PR #438, opened 2017-05-25
fix: lower to upper case to match other Product Categories

ethanneff:


ethanneff:
@derrickstaten can you confirm these should be uppercase?

derrickstaten:
@ethanneff are you seeing problems with these values, or doing cleanup? This is an enum on the backend so I believe casing does not matter. If you have a reproducible issue, please let me know ASAP. Thanks!

ethanneff:
@derrickstaten I recommend we uppercase the value to make Android consistent with iOS 
screen shot 2017-05-25 at 4 28 30 pm

derrickstaten:
👍

sojanpr:
Changes added to this commit https://github.com/BranchMetrics/android-branch-deep-linking/commit/3e25ab1bca93c3afaa00d8cd724d4d467d82f6cc

PR #5, opened 2022-11-04
new simplified project structure

RadovanTomik:


pom.xml
```diff
@@ -11,11 +11,7 @@
   <artifactId>negotiator</artifactId>
   <version>3.0.1</version>
   <modelVersion>4.0.0</modelVersion>
-  <packaging>pom</packaging>
-
-  <modules>
-    <module>negotiator-application</module>
-  </modules>
+  <packaging>war</packaging>
```
svituz, line 14: it should be used jar as packaging, or we'd need to change the Docker ENTRYPOINT that is `ENTRYPOINT ["java","-jar", "-Dspring.profiles.active=docker", "/negotiator-application-3.0.1.jar"]`

RadovanTomik: Should be fixed, please try

PR #28, opened 2022-11-14
Legacy code refactoring

svituz:
Some fixes and refactoring.

In particular:
- the default redirect uri has been changed to /request/{requestID}
- in NegotiationController the getCreator and getCreatorId have been merged into a unique method since the getCreator is not used. The method has been changed to be not static since it was generating errors when using the api (strangely, not in the unit test)
- The RequestV2Controller has been changed to QueryV2Controller, since in that version used that name
-


src/main/resources/application.yaml
```diff
@@ -15,6 +15,7 @@ spring:
         jwt:
           issuer-uri:
 negotiator:
+  frontendUrl: "http://localhost"
   redirectPath: "/gui/negotiation"
```
RadovanTomik, line 19: Could you remove the /gui?

RadovanTomik (approved):

PR #40, opened 2023-04-21
Refactoring to use DTOs as interface

svituz:
PR that refactors interface between Controllers and Services.
Now the services accept and return DTOS.
Other changes:
 - Added interfaces for Services
 - Added unit test structure with very few unit test
 - Split tests between unit and integration and moved all the old test into integration
 - Created in the configuration some classes to map between data models. Before that, the mappers were inside the Services classes. Now they are all gathered in a single package


RadovanTomik:
Please autowire interfaces not their implementations. https://stackoverflow.com/questions/12899372/spring-why-do-we-autowire-the-interface-and-not-the-implemented-class

RadovanTomik (changes requested):
Please add java doc for the interfaces and implement/fix TO DOs

RadovanTomik (approved):

PR #65, opened 2023-07-21
Refactor managment of Negotiation Lifecycle

RadovanTomik:
### Description:

- Refactoring of the lifecycle management. The current lifecycle state is no longer saved in a spring state machine but rather as an attribute in the Negotiation entity and the springs state machine is only being used as a workflow configuration that also triggers the updates.
- Unit tests for AccessCriteria mapping

### Checklist:

- [x] I have performed a self review of my code
- [x] My code follows [Google Java Code style](https://google.github.io/styleguide/javaguide.html)
- [x] I have added unit tests and the code coverage has not decreased
- [x] I have updated the documentation in all relevant places


RadovanTomik (commented):
slef review done

konradlang (approved):
Approved after internal discussion.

TASK ITEM: Starting at the line above that contains "src/main/resources/application.yaml", write out each line exactly until the line that contains "PR #40, opened 2023-04-21" has been written, and stop there.

TASK OUTPUT:
src/main/resources/application.yaml
```diff
@@ -15,6 +15,7 @@ spring:
         jwt:
           issuer-uri:
 negotiator:
+  frontendUrl: "http://localhost"
   redirectPath: "/gui/negotiation"
```
RadovanTomik, line 19: Could you remove the /gui?

RadovanTomik (approved):

PR #40, opened 2023-04-21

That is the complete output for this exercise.